Superconducting triplet rim currents in a spin-textured ferromagnetic disk

TL;DR

This study demonstrates the emergence of long-range triplet superconductivity localized at the rim of a ferromagnetic disk with a vortex magnetization, driven by spin texture-induced spin-orbit coupling, in Nb/Co Josephson junctions.

Contribution

It reveals that localized rim currents of triplet superconductivity can be induced by spin textures acting as effective spin-orbit coupling in a ferromagnetic disk.

Findings

Long-range triplet currents are localized at the rim of the ferromagnet.

Spin texture acts as an effective spin-orbit coupling leading to spin accumulation.

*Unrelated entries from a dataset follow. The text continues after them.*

PR #898, opened 2020-05-08
fix terra adv 1

nonhermitian:
### Summary
Somehow terra/advanced/1_* is no longer a valid notebook for some reason.


mtreinish:
This will likely fail because we need to set the label manually for the custom multiqubit instruction otherwise the mpl drawer will crash. At least until https://github.com/Qiskit/qiskit-terra/pull/4389 merges and is included in a release. That's what I was attempting to do with that line (but messed it up)

mtreinish:
ok, now I'm confused how this passed. It definitely failed with an error the first time around which is why I pushed terra#4389

PR #900, opened 2020-05-08
legacy tuts qiskit header fix for #899

### LINKED ISSUE #899: legacy tuts don't display header while rendering on github
title says it all.

omarcostahamido:
### Summary
this fixes #899 
changed header image into relative path

### Details and comments
this allows one to update header once and have it effect on all ipynb.
this also makes all ipynb a little lighter since they are all referencing the same image and not trying to attach it to each notebook.


nonhermitian:
Many thanks for this.  I thought they were all embedded images but I guess I was wrong.

PR #915, opened 2020-05-20
try parallel build of tutorials

nonhermitian:


nonhermitian:
This works locally well, but not in CI

PR #916, opened 2020-05-21
Fix deprecation warnings in transpiler tutorial

Cryoris:
### Summary

The notebook `4_transpiler_passes_and_passmanager` used some old code that was still emitting loads of deprecation warnings. Re-running fixed a lot and updating a few lines of code fixed the rest.


Cryoris:
Didn't see #910 already addresses this.

PR #257, opened 2019-12-19
Change in character size on button label

nestorlevi:
I have been testing the **Adafruit_GFX_Button** function and I noticed that the button label cannot exceed 9 characters. I have changed the library to allow a greater range using the **strcpy()** function instead of **strncpy()**.
Nestor Palomeque.

### DIFF
--- a/Adafruit_GFX.cpp
+++ b/Adafruit_GFX.cpp
@@ -1575,7 +1575,7 @@ void Adafruit_GFX_Button::initButtonUL(
   _textsize_x   = textsize_x;
   _textsize_y   = textsize_y;
   _gfx          = gfx;
-  strncpy(_label, label, 9);
+  strcpy(_label, label);
 }
 
 /**************************************************************************/


ladyada:
hiya strcpy is not permitted, its unsafe. please find another way to do it!

nestorlevi:
Thanks for your reply.
You can estimate the number of characters the button can contain using its size and text size and then limit the size of the label.
Looking at the drawButton function I see that it positions the cursor using a calculation to center the string, it is **(_w / 2) - (strlen (_label) * 3 * _textsize_x)**.
From there I have obtained an equation that estimates the number of characters: **n = w / (6 * textsize_x).**
I have taken into account the division by 0 taking that value to 1 (being the smallest text size).
I had to use the **strlcpy** function instead of **strncpy** since it didn't generate the end of the string correctly.
Also modify the header tag **char _label [10]** so I have defined it as **char * _label** and dynamically creating the memory with the **new** operator after obtaining the estimated number of characters for that button.
I've tried changing text size, button size and with different label sizes and the text remains inside the button, everything looks great.
What do you think?

Adafruit_GFX.cpp
```diff
@@ -1572,10 +1572,13 @@ void Adafruit_GFX_Button::initButtonUL(
...
   _fillcolor    = fill;
   _textcolor    = textcolor;
-  _textsize_x   = textsize_x;
+  if(textsize_x == 0) textsize_x = 1;
   _textsize_y   = textsize_y;
   _gfx          = gfx;
-  strncpy(_label, label, 9);
+
+  uint8_t len =  _w / (6 * _textsize_x);
+  _label = new char[len];
```
BillyDonahue: `len` is the number of displayed characters that will physically fit inside the button.
But you need space for all the displayed characters PLUS a nul terminator.
    `_label = new char[len + 1];`.

Adafruit_GFX.h
```diff
@@ -286,7 +287,7 @@ class Adafruit_GFX_Button {
   uint8_t       _textsize_x;
   uint8_t       _textsize_y;
   uint16_t      _outlinecolor, _fillcolor, _textcolor;
-  char          _label[10];
+  char          *_label;
```
BillyDonahue: used to be 10 bytes. Now it's 4 bytes for the pointer, plus 4 bytes for the internal allocated array size, plus 4 bytes allocator node overhead plus alignment overhead. So 12 of overhead PLUS the length of the label itself, so a 9-char button goes up from 10 to 28 bytes. Maybe just change the 10 to something bigger if you need something bigger. Maybe make it a static constant to be tweaked. Button labels aren't going to get that big.

Issue #266, opened 2020-01-06
drawChar() assumes 8 bit width and TomThumb font contains wrong glyph width


BlueAndi:
I tried to implement a function to align text with the help of getTextBounds(), using the font TomThumb.

Using only "A" will return 8 pixels as boundary width. Using a "AA" will return 12 pixels and using "AAA" will return 16 pixels. Calculation looks like its using the width for the first character + xAdvance for the following characters. But shouldn't it step forward always with xAdvance?

Another problem is that all glyphs in TomThumb has a width of 8 pixels. But as defined the width shall corresponds to the bitmap dimension, that represents the character.

And another problem is in the drawChar() routine:
https://github.com/adafruit/Adafruit-GFX-Library/blob/c16c8dca43c62ceb7c4fd834dad2799887425f3d/Adafruit_GFX.cpp#L1216-L1231

@PaintYourDragon The drawChar() routine assumes that the width is always 8, because ```bit``` is only cleared in this case. But if the width is lower than 8, ```bit``` is not set to 0 for the next row in y direction.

Both 0 and π channels can be realized by modifying the spin texture.

Abstract

Since the discovery of the long-range superconducting proximity effect, the interaction between spin-triplet Cooper pairs and magnetic structures such as domain walls and vortices has been the subject of intense theoretical discussions, while the relevant experiments remain scarce. We have developed nanostructured Josephson junctions with highly controllable spin texture, based on a disk-shaped Nb/Co bilayer. Here, the vortex magnetization of Co and the Cooper pairs of Nb conspire to induce long-range triplet (LRT) superconductivity in the ferromagnet. Surprisingly, the LRT correlations emerge in highly localized (sub-80 nm) channels at the rim of the ferromagnet, despite its trivial band structure. We show that these robust rim currents arise from the magnetization texture acting as an effective spin-orbit coupling, which results in spin accumulation at the bilayer-vacuum boundary. Lastly, we demonstrate that by altering the spin texture of a single ferromagnet, both $0$ and $\pi$-channels can be realized in the same device.